Vamos a aplicar todo esto en el ejemplo del «barquito». Necesitamos que nuestro barquito se sienta parte de una flota de barcos, «la Iglesia»; navegar juntos, sentirnos parte de una gran familia. Esta flota está compuesta por miles de barcos que navegan hacia un mismo Faro, la Luz de Jesús. Cada barco mantiene su identidad y carisma personal. Juntos buscan el rumbo, se cobijan unos a otros; si alguien necesita del barco hospital, o del barco escuela, se puede acercar a él; si se vive una situación de conflicto, en la flota hay barcos de consejeros, suministros, terapeutas, sanidad, intercesión, lugares de reposo espiritual; y cada barco desempeña su servicio en bien de toda la flota. Si algún barco se desvía de la ruta o le falla el motor, es remolcado mientras se arregla la avería. Así es la Iglesia: una gran flota de barcos diferentes, diversos, pero que navegan juntos en torno al barco guía, hacia una misma Luz, un mismo horizonte.

Vivimos en la Iglesia; es nuestro hogar, nuestra familia; compartimos una misma fe y esto nos hace más fuertes, más ricos, porque nos enriquecemos con la diversidad de los demás.

LOS ATAQUES

¿Qué pasa hoy en nuestra sociedad cuando se habla de la Iglesia? Se escuchan en los medios de comunicación muchas noticias negativas, opiniones, incluso ataques. Y cuando las escuchamos, “nos escandalizamos de la Iglesia”. ¡Cómo! ¿Nos escandalizamos? Analicemos esto.

En una primera reflexión es importante resaltar que las noticias negativas y los ataques a la Iglesia, muestran solo una ínfima porción de una realidad mucho más grande, llena de héroes anónimos que entregan su vida por Jesús, y que no salen en los medios; no son “noticia”. Huelga recordar, claro, la coherencia y responsabilidad que tenemos de discernir la información, es decir, la necesidad de constatar la veracidad de estas noticias, que, tristemente, rara vez comprobamos. Para las personas que solo se alimentan de esta “realidad” mediática negativa, la opinión que se forjará en ellos, casi sin quererlo, estará totalmente mediatizada.

La Iglesia, nuestra familia, es rica en valores: entrega, sacrificios, solidaridad, generosidad, intercesión, cooperación, escucha, aceptación, abnegación. Cometemos errores, pero nunca dejemos que estos nos impidan ver lo positivo, “que las nubes no nos impidan ver el sol”.

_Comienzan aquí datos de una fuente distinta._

PR #350, opened 2023-08-21
Field permissions

kpsherva:


invenio_requests/customizations/request_types.py
```diff
@@ -167,15 +177,12 @@ def _create_marshmallow_schema(cls):
...
 
-        # Raise on invalid payload keys
-        class PayloadBaseSchema(ma.Schema):
-            class Meta:
-                unknown = ma.RAISE
-
         # If a payload schema is defined, add it to the request schema
         if cls.payload_schema is not None:
+            # TODO probably could be improved, probably in a wrong place
+            cls._create_payload_cls()
```
zzacharo, line 183: check my comment https://github.com/inveniosoftware/invenio-rdm-records/pull/1410#discussion_r1303086158

zzacharo: discussed to drop this idea as it is not suited for dynamic class loading

PR #357, opened 2023-09-12
permissions: fix delete bug

jrcastro2:


invenio_requests/services/requests/service.py
```diff
@@ -202,7 +202,7 @@ def delete(self, identity, id_, uow=None):
         # self.check_revision_id(request, revision_id)
 
         # check permissions
-        self.require_permission(identity, f"delete", request=request)
+        self.require_permission(identity, f"action_delete", request=request)
```
jrcastro2, line 205: Comment: Feels a bit redundant and confusing to have a delete method and an `execute_action` that allows the `delete` action. The difference I can see is that the `delete` method does run the components for that action (and none of these components do anything on delete). I didn't change anything yet as I would like to have other opiniones but I would move the `run_components` to the `execute_action` and remove the `delete` func

zzacharo (approved):

PR #514, opened 2025-11-19
feat(editor): add draft save status message

### LINKED ISSUE #493: Autosave the current draft comment written in the textarea
## Context

Users tend to add extensive comments directly via the web application, and often a wrong misclick can lead to the loss of a significant amount of work.

## Tasks

- [ ] Frontend design of saving/restoring a comment from `localStorage` to avoid losing work.
- [ ] Implementation

## Resources

- Check [Autosave](https://www.tiny.cloud/docs/tinymce/latest/autosave/) plugin

palkerecsenyi:
Closes #493

---

* Added a message to show the status of the draft saving. To give a more natural feel, it shows up 500ms after the last input from the user (but the draft is actually saved immediately).
* See https://github.com/inveniosoftware/invenio-app-rdm/pull/3245 for CSS changes

https://github.com/user-attachments/assets/f9b2c734-53c1-437e-aa61-549d056bcf6d

On mobile:

image

### DIFF
--- a/invenio_requests/assets/semantic-ui/js/invenio_requests/components/TimelineDraftSavingStatus.js
+++ b/invenio_requests/assets/semantic-ui/js/invenio_requests/components/TimelineDraftSavingStatus.js
@@ -1,0 +1,43 @@
+// This file is part of InvenioRequests
+// Copyright (C) 2025 CERN.
+//
+// Invenio Requests is free software; you can redistribute it and/or modify it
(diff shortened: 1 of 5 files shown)


palkerecsenyi:
We have decided that this message gives too much confidence to users given the fragility of Local Storage and the fact that changes are only saved to the browser. So for now we won't implement this.

Issue #498, opened 2025-10-14
Apply a grace period for comment actions (Lock discussion - comment actions)


zzacharo:
## Context

Usually after adding a comment/review, the receivers of the comment start working on the posted review. There should be a configurable grace period after which specific actions on the comment and in the request discussion should be disabled.

## Tasks

- [ ] Frontend design of comment actions disable (who can disable, how)
   - [ ] Check mockups in https://balsamiq.cloud/ssg4nq2/p68p1b0/r4004 
- [ ]  Backend design of "locking a conversation". Ensure proper permissions in place to fine tune comment actions.
     - [ ] Curators of a community will be able to lock an entire conversation.
     - [ ] We need to decide on the request level who can lock the conversation? Receiver always? 
     - [ ] The default implementation will lock any action to the comments (create/update/delete etc.). In threaded comments, it might be relevant to allow replies to comments even after locking. This should impact only the addition of a specific permission when adding a reply to a comment e.g `can_reply = can_create` and each instance will override accordingly.
     - [ ] A log event should indicate that a lock/unlock of the conversation has happened, from whom and when.
- [ ] Implementation

PR #518, opened 2025-11-24
feat(requests): Add conversation locking functionality

sakshamarora1:
closes: #498

### DIFF
--- a/invenio_requests/services/requests/service.py
+++ b/invenio_requests/services/requests/service.py
@@ -10,7 +10,6 @@
 
 """Requests service."""
 
-from flask import current_app, flash
 from invenio_i18n import lazy_gettext as _
 from invenio_records_resources.services import RecordService, ServiceSchemaWrapper
 from invenio_records_resources.services.base import LinksTemplate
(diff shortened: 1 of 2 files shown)


invenio_requests/services/events/service.py
```diff
@@ -72,7 +73,19 @@ def create(
...
+        try:
+            self.require_permission(
+                identity, "create_comment", request=request, event_type=event_type
+            )
+        except PermissionDeniedError:
+            if request.get("is_locked", False):
+                raise RequestLockedError(
+                    description=_("Commenting is now locked for this conversation.")
+                )
+            else:
```
zzacharo: any particular case that this condition can be true? Messed up permissions?

sakshamarora1: Yes, and another thing is that we can show a nicer message for API calls.

invenio_requests/services/requests/service.py
```diff
@@ -313,3 +315,31 @@ def search_user_requests(
...
         )
+
+    @unit_of_work()
+    def lock_request(self, identity, id_, uow=None):
+        """Lock a request."""
+        request = self.read(identity, id_)
+        self.require_permission(identity, "lock_request", request=request._record)
+
+        if request.data["is_locked"]:
+            raise RequestLockedError(description="The request is already locked.")
```
zzacharo: translations?

PR #520, opened 2025-11-25
feat(comment-replies): add single threading on comments

### LINKED ISSUE #490: Enable single-threaded discussion per comment

zzacharo:
closes #490 
addresses https://github.com/inveniosoftware/rfcs/issues/107


invenio_requests/records/validators.py
```diff
@@ -0,0 +1,28 @@
...
+    """Validate that an event type allows children before setting parent_id.
+
+    :param event: The RequestEvent instance to validate.
+    :raises ChildrenNotSupportedError: If the event type doesn't support children
+                                       but has a parent_id set.
+    """
+    if event.parent_id is not None:
+        # Check if event type supports children
+        if hasattr(event, "type") and event.type:
+            if not getattr(event.type, "allow_children", False):
```
palkerecsenyi: We could refactor this to use guard clauses instead for slightly better readability, just to avoid nesting the if statements. But this is also not too big of an issue

invenio_requests/services/events/config.py
```diff
@@ -75,6 +109,8 @@ def vars(obj, vars):
         """Variables for the URI template."""
         request_type = current_request_type_registry.lookup(vars["request_type"])
         vars.update({"id": obj.id, "request_id": obj.request_id})
+        parent_id = obj.parent_id if obj.parent_id else obj.id
+        vars.update({"parent_id": parent_id})
         vars.update(request_type._update_link_config(**vars))
```
palkerecsenyi:
```suggestion
        request_type = current_request_type_registry.lookup(vars["request_type"])
        parent_id = obj.parent_id if obj.parent_id else obj.id
        vars.update(
            {"id": obj.id, "request_id": obj.request_id, "parent_id": parent_id}
        )
        vars.update(request_type._update_link_config(**vars))
```

invenio_requests/services/events/config.py
```diff
@@ -39,6 +40,28 @@ def id(self):
...
+            children = self._data.get("children", [])
+            if children:
+                # Batch resolve all children
+                self._fields_resolver.resolve(self._identity, children)
+                # Expand each child
+                for child in children:
+                    fields = self._fields_resolver.expand(self._identity, child)
+                    child["expanded"] = fields
+
+        return self._data
```
slint: This is probably not needed anymore, since the only cases where we have `children` are on search-related results (i.e. `.get_comment_replies` and `.timeline`).

invenio_requests/services/events/service.py
```diff
@@ -154,6 +175,37 @@ def create(
             expand=expand,
         )
 
+    @unit_of_work()
+    def reply(
```
slint: minor: I think we can delete this, and just use `create` in the resource call since we also do the permission check there.

invenio_requests/services/events/service.py
```diff
@@ -120,7 +139,7 @@ def create(
             uow=uow,
         )
 
-        # Persist record (DB and index)
+        # Persist record (DB and index) - top-level events only
```
slint:
```suggestion
        # Persist record (DB and index)
```

Not the case anymore

invenio_requests/errors.py
```diff
@@ -90,3 +90,36 @@ def description(self):
     def __str__(self):
         """Return str(self)."""
         return self.description
+
+
+class ChildrenNotSupportedError(Exception):
```
slint: check if this needs to be handled by the resource `error_handlers`

invenio_requests/errors.py
```diff
@@ -90,3 +90,36 @@ def description(self):
...
+
+    def __init__(self, message=None):
+        """Constructor.
+
+        :param message: Optional custom error message.
+        """
+        self.message = message or (
+            "Nested children are not allowed. "
+            "You cannot reply to a comment that is already a reply. "
+            "Only one level of parent-child relationships is supported."
```
slint: this needs i18n

PR #487, opened 2025-09-30
context plus utc

utnapischtim:
- refactor: move to context_schema
- fix(chore): DeprecationWarning stdlib

PR #522, opened 2025-12-01
deprecate link

fenekku:
- :warning: depends on [invenio-records-resources PR](https://github.com/inveniosoftware/invenio-records-resources/pull/659) for anchor
- :warning: will require a major bump because we are removing old constructs to generate links used in invenio-rdm-records and invenio-app-rdm by new ones that will need additions in those packages.
- **refactor!: replace deprecated Link usage [+]**
- **chore(tests): replace deprecated es_clear fixture by search_clear**

### DIFF
--- a/invenio_requests/services/links.py
+++ b/invenio_requests/services/links.py
@@ -70,7 +70,7 @@ class RequestTypeDependentEndpointLink(EndpointLink):
         "request", "request_type", "request_event" that an EndpointLink
         defined on a RequestType can rely on.
         """
-        ctx = copy.deepcopy(context)
+        ctx = context.copy()  # deepcopy can cause problems here
         ctx["request"] = self._request_retriever(obj, ctx)
         ctx["request_type"] = self._request_type_retriever(obj, ctx)
         ctx["request_event"] = self._request_event_retriever(obj, ctx)
@@ -167,10 +167,10 @@ class ActionsEndpointLinks:
         links = {}
         request = obj
 
+        ctx = context.copy()
         for action in request.type.available_actions:
             if action in [request.type.create_action, request.type.delete_action]:
                 continue
-            ctx = context.copy()
             ctx["action"] = action
             if self._endpoint_link.should_render(request, ctx):
                 links[action] = self._endpoint_link.expand(request, ctx)
--- a/setup.cfg
+++ b/setup.cfg
@@ -26,14 +26,14 @@ packages = find:
 python_requires = >=3.7
 zip_safe = False
 install_requires =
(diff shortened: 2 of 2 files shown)


invenio_requests/services/requests/config.py
```diff
@@ -103,16 +111,28 @@ class RequestsServiceConfig(RecordServiceConfig, ConfiguratorMixin):
...
+        "self": RequestEndpointLink("requests.read"),
+        "self_html": RequestTypeEndpointLink(
+            "self_html",
+            params=["request_pid_value"],
+            vars=lambda obj, vars: vars.update({"request_pid_value": obj.id}),
+        ),
+        "comments": RequestEventsEndpointLink("request_events.create"),
+        "timeline": RequestEventsEndpointLink("request_events.search"),
+        "timeline_focused": RequestEventsEndpointLink("request_events.focused_list"),
+        "actions": ActionsEndpointLinks(
```
fenekku: This is a pattern I will be bringing to other places if works well: actions are part of the links_item and we can fake the interface to make them produce another layer of dict of links. It removes the need for RequestLinksTemplate (which shrinks the code surface for link generation which makes it easier to understand and work with).

invenio_requests/services/events/config.py
```diff
@@ -232,19 +218,49 @@ class RequestEventsServiceConfig(RecordServiceConfig, ConfiguratorMixin):
...
+            ),
+        ),
+        "replies": RequestCommentEndpointLink(
+            "request_events.get_replies",
+            # this runs after the RequestCommentEndpointLink.vars so it
+            # takes precedence
+            vars=lambda obj, vars: vars.update(
+                # This translates previous logic, but does it make sense
+                # to list the replies to the parent if it exists and not
+                # always to the current comment?
```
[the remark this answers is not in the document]
zzacharo: The point of having for both endpoints only the `parent_id` is that any link related to a comment reply makes sense only if the comment is a parent. I intentionally always generated the link even for child comments pointing to the parent so that the consumer of the REST API do not have to check for existtence in order to reply. If we change the behaviour @palkerecsenyi do we have to change the frontend code?

invenio_requests/services/events/service.py
```diff
@@ -169,7 +169,7 @@ def create(
             event,
             schema=schema,
             links_tpl=self.links_tpl_factory(
-                self.config.links_item, request_type=str(request.type)
+                self.config.links_item, request=request, request_type=request.type
```
fenekku: We now also provide the request, so that endpoints defined on the RequestType can make use of that information.

utnapischtim:
combined with #487 to #560 , so closed

PR #539, opened 2025-12-17
fix(replies-permissions): pass correct reply permissions

zzacharo:


invenio_requests/assets/semantic-ui/js/invenio_requests/timeline/TimelineFeed.js
```diff
@@ -201,7 +201,10 @@ class TimelineFeed extends Component {
                 </RequestsFeed>
               )}
 
-              <TimelineCommentEditor userAvatar={userAvatar} />
+              <TimelineCommentEditor
+                userAvatar={userAvatar}
+                canCreateComment={permissions.can_create_comment}
```
palkerecsenyi: I have also fixed this in https://github.com/inveniosoftware/invenio-requests/pull/538

palkerecsenyi (approved):

PR #548, opened 2026-01-21
Deep link into replies

### LINKED ISSUE #542: Deep links for replies
In #494 we created a feature for copying a deep link to a comment. We need to also enable this for replies, which will possibly also involve creating another backend route (we needed `timeline_focused` for the comments)

OliverGeneser:
Closes #542 

### Description

> This now makes it possible to deep link into replies


sakshamarora1 (commented):
I've added some initial doubts I have. But it would be better to have a screen recording or screenshot of how it looks like to get more context.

Por otra parte, si nos sentimos Iglesia no nos debemos escandalizar ante el pecado de algunos hermanos, sino que deberíamos avergonzarnos, porque se mancha “nuestra Iglesia”, a la que pertenecemos. Quien se escandaliza está mirando los pecados de los hermanos desde fuera de la Iglesia, como quien “juzga”, como quien dice “ha sido él, no yo”. Quien se avergüenza, experimenta el error del hermano como suyo propio, porque “es su familia”, y por lo tanto tiene la ocasión de pedir perdón, y de ser portador de misericordia.

¿Por qué he sacado a colación el tema de los ataques a la Iglesia?

Imaginemos de nuevo el ejemplo del barquito. La flota de la Iglesia tiene que navegar muchas veces por mares encrespados, en medio de tormentas que originan olas enormes. El pequeño barco vive arropado por el resto de la flota, pero corre peligro de chocar con otros barcos, o alejarse de ellos, perdiéndose en medio de la inmensidad del océano. Se pone a prueba nuestra pericia naviera para mantener el rumbo.

Así pasa también en la vida real: cualquier ataque a la Iglesia nos repercute. Es nuestra familia, creemos en ella (así lo proclamamos en el Credo: Creo en la Iglesia…). Es nuestra responsabilidad contribuir, desde una vida santa, en la tarea de fortalecerla, purificarla, sobre todo desde nuestra oración y nuestro ejemplo.

Creer en la Iglesia supone amarla, respetarla, conocerla; por supuesto, no juzgarla, porque eso te lleva a mirarla desde fuera, como si no pertenecieras a ella; y, sobre todo, asumir nuestra responsabilidad, con nuestro carisma personal y comunitario, para contribuir con nuestra entrega en beneficio de la construcción de un Reino de Paz y Amor en la tierra.

¿Eres Iglesia? ¿Te sientes parte de esta gran familia? ¡Animo! ¡Vívela!